Mutagenesis Experiments:
Insertional mutagenesis studies in mice support a role for this protein kinase in mouse cancer oncogenesis.
Mutation Rate in All Cancers:
Percent mutation rates per 100 amino acids length in human cancers: 0.07 % in 25346 diverse cancer specimens. This rate is only -2 % lower and is very similar to the average rate of 0.075 % calculated for human protein kinases in general.

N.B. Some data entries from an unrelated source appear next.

PR #115, opened 2023-03-12
Make csi driver configurable to be able to run multiple instances

kfox1111:
This patch makes it possible to configure the name of the csi driver.

### DIFF
--- a/charts/spire/charts/spiffe-csi-driver/values.yaml
+++ b/charts/spire/charts/spiffe-csi-driver/values.yaml
@@ -18,6 +18,9 @@ resources: {}
   #   cpu: 100m
   #   memory: 64Mi
 
+healthChecks:
+    port: 9809
+
 imagePullSecrets: []
 nameOverride: ""
 namespaceOverride: ""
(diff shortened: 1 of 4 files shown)


charts/spire/charts/spiffe-csi-driver/values.yaml
```diff
@@ -1,3 +1,6 @@
+# -- Set the csi driver name deployed to Kubernetes.
+pluginName: csi.spiffe.io
```
faisal-memon, line 2: Should this be `{{ .Values.pluginName }}`?

marcofranssen: No in values file this should be the real value. Templates only go inside the templates folder.

charts/spire/charts/spiffe-csi-driver/values.yaml
```diff
@@ -15,6 +18,9 @@ resources: {}
   #   cpu: 100m
   #   memory: 64Mi
 
+healthChecks:
+    port: 9809
```
marcofranssen, line 22:
```suggestion
  port: 9809
```

marcofranssen (changes requested):
Small nitpick regarding yaml indentation

Issue #54, opened 2023-02-26
Nested support


kfox1111:
Some organizations will have a root spire server and then want to bind their K8s clusters to it. The chart should support having an upstream spire server.

PR #117, opened 2023-03-13
Support Nested Spire with External Agent

kfox1111:
This patch enables the nested spire use case:

You can have a root spire server external to Kubernetes that is the base spiffe ca. Then each of your kubernetes clusters can run an instance of this chart bound to the root server and all will be trusted.

fixes https://github.com/spiffe/helm-charts/issues/54, https://github.com/spiffe/helm-charts/issues/422


.github/tests/nested/pre-install.sh
```diff
@@ -0,0 +1,10 @@
+#!/bin/bash
+SCRIPT_DIR=$( cd -- "$( dirname -- "${BASH_SOURCE[0]}" )" &> /dev/null && pwd )
+kubectl create namespace "${scenario}-deps"
+helm install -n "${scenario}-deps" spire charts/spire --wait -f $SCRIPT_DIR/deps-values.yaml
+kubectl get all -n "${scenario}-deps"
+kubectl get nodes -o go-template='{{range .items}}{{printf "%s\n" .metadata.uid}}{{end}}' | while read line; do
+	kubectl exec -t spire-server-0 -n "${scenario}-deps" -- spire-server entry create -spiffeID spiffe://example.org/example-cluster/nested-spire -parentID spiffe://example.org/spire/agent/k8s_psat/example-cluster/$line -selector k8s:pod-label:app.kubernetes.io/name:server -downstream
+done
+
+helm install -n "${scenario}" spire-upstream-driver charts/spire --wait -f $SCRIPT_DIR/deps2-values.yaml
```
marcofranssen, line 10: Can we rename deps2 values to better describe what it is used for? 

E.g. upstream-server-values.yaml

Find it quite hard to follow what deps and deps2 represents.

charts/spire/charts/spire-server/templates/configmap.yaml
```diff
@@ -80,6 +80,18 @@ data:
       {{- end }}
       {{- end }}
 
+      {{- with .Values.upstreamAuthority.spire }}
+      {{- if eq (.enabled | toString) "true" }}
+      UpstreamAuthority "spire" {
+        plugin_data {
+          server_address      = {{ .server.address | quote }}
+          server_port         = {{ .server.port }}
+          workload_api_socket = "/run/spire/upstream_agent/spire-agent.sock"
```
marcofranssen, line 89: Should we hardcode this or also make variable? Looks like it should be a variable as it depends how you deploy the agent.

marcofranssen (changes requested):
I find it very hard to follow this PR. Why would you want to nest spire servers on the same cluster? This PR looks like making it possible to nest on the same cluster, but I wonder why you would like to go that route with al complexity involved in this chart. 

Could you elaborate on the usecases why you want to nested servers in a single cluster.

kfox1111:
Each server may be configured very differently. One is the root server which should be tightly locked down. While the second is for the k8s cluster.

The pr is not primarily about having 2 at once, but does enable that use case.

Its more about being able to test that having an upstream spire for your nested spire deployment works.

charts/spire/charts/spire-server/templates/configmap.yaml
kfox1111: We could make it variable to match the upstream csi driver deployment, yeah. In theory the upstream driver deployment is only used for this one workload though, so changing it in the upstream / making it configurable here doesn't make too much sense to me?

kfox1111:
Here's another use case: https://github.com/spiffe/spire-controller-manager/issues/76

.github/tests/nested/deps-values.yaml
marcofranssen, line 1: Rename file to `spire-server-upstream-values.yaml` if I get the idea if this install right?

.github/tests/nested/values.yaml
```diff
@@ -0,0 +1,16 @@
...
+  enabled: true
+  upstreamAuthority:
+    spire:
+      enabled: true
+      server:
+        address: spire-server.nested-deps
+  controllerManager:
+    enabled: true
+    identities:
+      spiffeIDTemplate: spiffe://{{ .TrustDomain }}/k8s/example-cluster/ns/{{ .PodMeta.Namespace }}/sa/{{ .PodSpec.ServiceAccountName }}
```
marcofranssen, line 11: Do we have to override this? Is the default value not good enough?

charts/spire/charts/spire-server/templates/configmap.yaml
marcofranssen: Probably I'm confused due to the 3 helm installs.

.github/tests/nested/pre-install.sh
kfox1111: I'll rework those bits.

.github/tests/nested/deps-values.yaml
kfox1111: or spire-root-server-values.yaml to use the terminology in their documentation?

.github/tests/nested/deps2-values.yaml
```diff
@@ -0,0 +1,21 @@
...
+  bundleConfigMap: spire-bundle-upstream
+  healthChecks:
+    port: 9981
+
+spiffe-csi-driver:
+  enabled: true
+  pluginName: upstream.csi.spiffe.io
+  agentSocketPath: /run/spire/agent-sockets-upstream/spire-agent.sock
+  healthChecks:
+    port: 9810
```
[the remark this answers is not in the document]
kfox1111: Because the test is trying to reproduce what someone might actually try to deploy on their systems. IE, root server (somewhere else) and a fully functional nested spire server (upstream agent, nested-spire-server, downstream agent, + the rest of the plumbing needed to make it work). Currently you can't deploy the upstream agent with the nested-spire-server so its a separate deployment for that piece. Follow-on pr that allows that to be merged together.

.github/tests/nested/values.yaml
kfox1111: We dont have to override it, no. Was testing it, as when you want to use nested spire, your likely to want to have multiple k8s clusters and each would hae to have a unique cluster name like example-cluster in its template. It could be removed. But its kind of useful documentation too, so not sure where it should go.

kfox1111: We may also want to template that out by default so whatever the clustername is set to, will automatically get it set in the template so this would pretty much never need an override?

.github/tests/nested/spire-root-server-values.yaml
```diff
@@ -0,0 +1,18 @@
+spire-server:
+  controllerManager:
+    enabled: false
+  nodeAttestor:
+    k8sPsat:
+      serviceAccountAllowList:
+      - "nested:spire-agent-upstream"
```
marcofranssen, line 7:
```suggestion
        - nested:spire-agent-upstream
```

.github/tests/nested/values.yaml
```diff
@@ -0,0 +1,16 @@
...
+  enabled: true
+  upstreamAuthority:
+    spire:
+      enabled: true
+      server:
+        address: spire-server.nested-root-server
+  controllerManager:
+    enabled: true
+    identities:
+      spiffeIDTemplate: spiffe://{{ .TrustDomain }}/k8s/{{ .ClusterName }}/ns/{{ .PodMeta.Namespace }}/sa/{{ .PodSpec.ServiceAccountName }}
```
marcofranssen, line 11: This might be the default if I'm not mistaking 🤔

marcofranssen (changes requested):

.github/tests/nested/values.yaml
kfox1111: The default does not have .ClusterName in it. Otherwise the same.

We might consider changing the default to .ClusterName to make it easier from going from basic to federation/tested later smoother?

kfox1111: Through chatting with various folks and looking at some other projects defaults, I think this template is still probably best for nested and not for other cases.

kfox1111:
Rebased and flattened.

edwbuck:
@kfox1111 I understand this is a "larger request" that is being continually broken down into smaller requests. 

@marcofranssen @faisal-memon I would normally call for this to be closed, as it is being handled in other merge requests, but we started down this path of using this as the "main body" of items to "carve off our next mergeable piece" so let's follow that pattern until this is down to the "last bite" size.

edwbuck:
@faisal-memon asked

> I find it very hard to follow this PR. Why would you want to nest spire servers on the same cluster? 

I did a very large nested SPIRE deployment.  I eventually nested SPIRE servers on the same cluster.  There are advantages to doing so:

- The root cluster is managed as one cluster, and is simplified to never serve workload IDs directly
- The agents of the root cluster are managed in the children cluster(s).  Each child thus has "upstream configuration information" necessary to configure the root-cluster-agents, which are co-deployed in the secondary cluster's "server" PODs.
- By dividing the clusters up in a tiered deployment to have "parent clusters" and "child clusters", one can then deploy one parent and one child into a single k8s cluster to service workload ID requests in the same cluster.  Initially this seems odd, but it has certain advantages:
  - The failure behavior of all workload ID issuing clusters is identical, allowing for aligned procedures on them.
  - The monitoring of the root cluster can be held in higher priority, as it will be known that any root cluster failure is not trivial (scoped to a workload id request) but is critical (scoped to an intermediate CA issuance)
  - The logic in the helm templates for the clusters is greatly simplified, as one only has "one kind" of root cluster, and a child cluster that can be configured one of two ways.  The child cluster being configured one of two ways is unavoidable, but the "one kind" of root cluster prevents logic for agents / workload helm template updates from destabilizing the root cluster.

faisal-memon:
> @faisal-memon asked
> 
> > I find it very hard to follow this PR. Why would you want to nest spire servers on the same cluster?

Actually that was @marcofranssen, though I share the same concerns. I would like to take in just the config needed to support a nested deployment and not do the embedded deployment. Instead you can redeploy the chart with a different release name, nameoverrides, etc. and necessary config to get the same effect. 

Deploying the upstream agent and csi driver within a single chart seems out of scope to me. Similar to deploying databases or ingress controllers.

kfox1111:
I think the current plan has https://github.com/spiffe/helm-charts/pull/260 merging before this as a prereq.

faisal-memon:
> I think the current plan has #260 merging before this as a prereq.

We dont need experimental flag or the code to deploy an upstream spire server/agent in a single chart. That to me is out of scope, like deploying a database. Just the Upstream Authority code is sufficient.

kfox1111:
so, just this patch 'charts/spire/charts/spire-server/templates/configmap.yaml' here:
https://github.com/spiffe/helm-charts/pull/117/files#diff-95a921e948f7af4dcca64089a1d722399e1ab49bf5b42f420c6ee4f42c3cdd25

In its own pr?

faisal-memon:
> What's the plan for this PR? I would like to see this get merged

Hey @matthewdevenny. Thanks for chiming in on this one. Its been in limbo for a while. Do you have a nested spire deployment within the same cluster?

matthewdevenny:
I’m working on a nested spire architecture where I have a centralized root spire server running on a management k8s cluster and then N edge clusters with a nested spire server on each cluster. I do think the nested agent could just be an additional container on the nested server pod rather than a complete daemonset though. 

 I would also like to see some of the other ideas @kfox1111 is pitching in other PRs for complete control over the configuration files. In my use case I’m also using the BoxBoat fork of the spire-tpm-plugin for node attestation.

kfox1111:
@matthewdevenny sounds like your trying to do basically the same thing I am.

We can't just add one upstream container to the downstream csi driver / agent daemonsets as the other support containers are only able to talk to one driver at a time. So we would basically have to duplicate all of the containers in each pod of the daemonset. That may be ok to do but would be less simple then just deploying the driver/agent a second time in separate daemonsets I think. Is there a drawback to having an extra set of daemonsets?

It also would not allow you to deploy the agents/drivers with separate configurations. For example, I'm thinking about deploying the upstream agent/driver and spire-server only on the control plane nodes with a nodeselector/toleration, but allowing the downstream agent/driver onto all nodes. Not sure how we could do such a deployment without a separate daemonset. Is that a feature you would want to use as well?

faisal-memon:
> I’m working on a nested spire architecture where I have a centralized root spire server running on a management k8s cluster and then N edge clusters with a nested spire server on each cluster. I do think the nested agent could just be an additional container on the nested server pod rather than a complete daemonset though.
> 

Thanks @matthewdevenny. Having the nested agent inside the spire server pod is an interesting idea. Would that eliminate the need for the extra csi driver?

kfox1111:
Oh. I misread and didn't notice it was the spire-server that would get the upstream agent. Sorry. Thats an interesting idea.

That could be made to work...

It has some benefits:
* less resources needed
* doesn't need a csi driver at all, can put the agent right in the spire-server pod

But would have the following drawbacks
* Config combines some of whats needed for the agent into the server pod too. This complicates config quite a bit.
* duplicate code between agent and spire-server. could somewhat be mitigated by moving the code out to spire-lib
* Would require much looser restrictions on the spire-server pod (PodSecurityStandards) so that it could reach the host for things like tpms. This would loosen up the security quite a bit.
* May need net=host to properly get host identity that the agent may need. Also would require antiaffinity so no two pods land on the same host so two agents don't get the same identity

I think for my own deployment, I'd prefer the separate upstream csi driver / agent in order to keep the tight security.

But, these ideas are not an either or thing. We could support both options too if there was an interest to.

matthewdevenny:
I'm in the early stages of figuring out how I want to deploy the nested spire server... 

As far as the security goes for the spire-server with the nested-agent running alongside - I think you would only need to have those additional permissions set on the nested-agent container securityContext. The overall podSecurityContext could remain the same. I'm also using a device plugin to expose the tpm to the spire-agent, rather than mounting the device directly on the pod see: https://github.com/boxboat/k8s-tpm-device

kfox1111:
The https://github.com/boxboat/k8s-tpm-device device plugin is an interesting way of going about it....

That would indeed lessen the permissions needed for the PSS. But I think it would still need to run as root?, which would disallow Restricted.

Mutation Rate in Specific Cancers:
Highest percent mutation rates per 100 amino acids length in human cancers: 0.39 % in 864 skin cancers tested; 0.38 % in 1270 large intestine cancers tested; 0.36 % in 603 endometrium cancers tested; 0.27 % in 589 stomach cancers tested.
Frequency of Mutated Sites:
None > 6 in 20,629 cancer specimens
Comments:
Only 3 deletions, 1 insertion or no complex mutations are noted on the COSMIC website.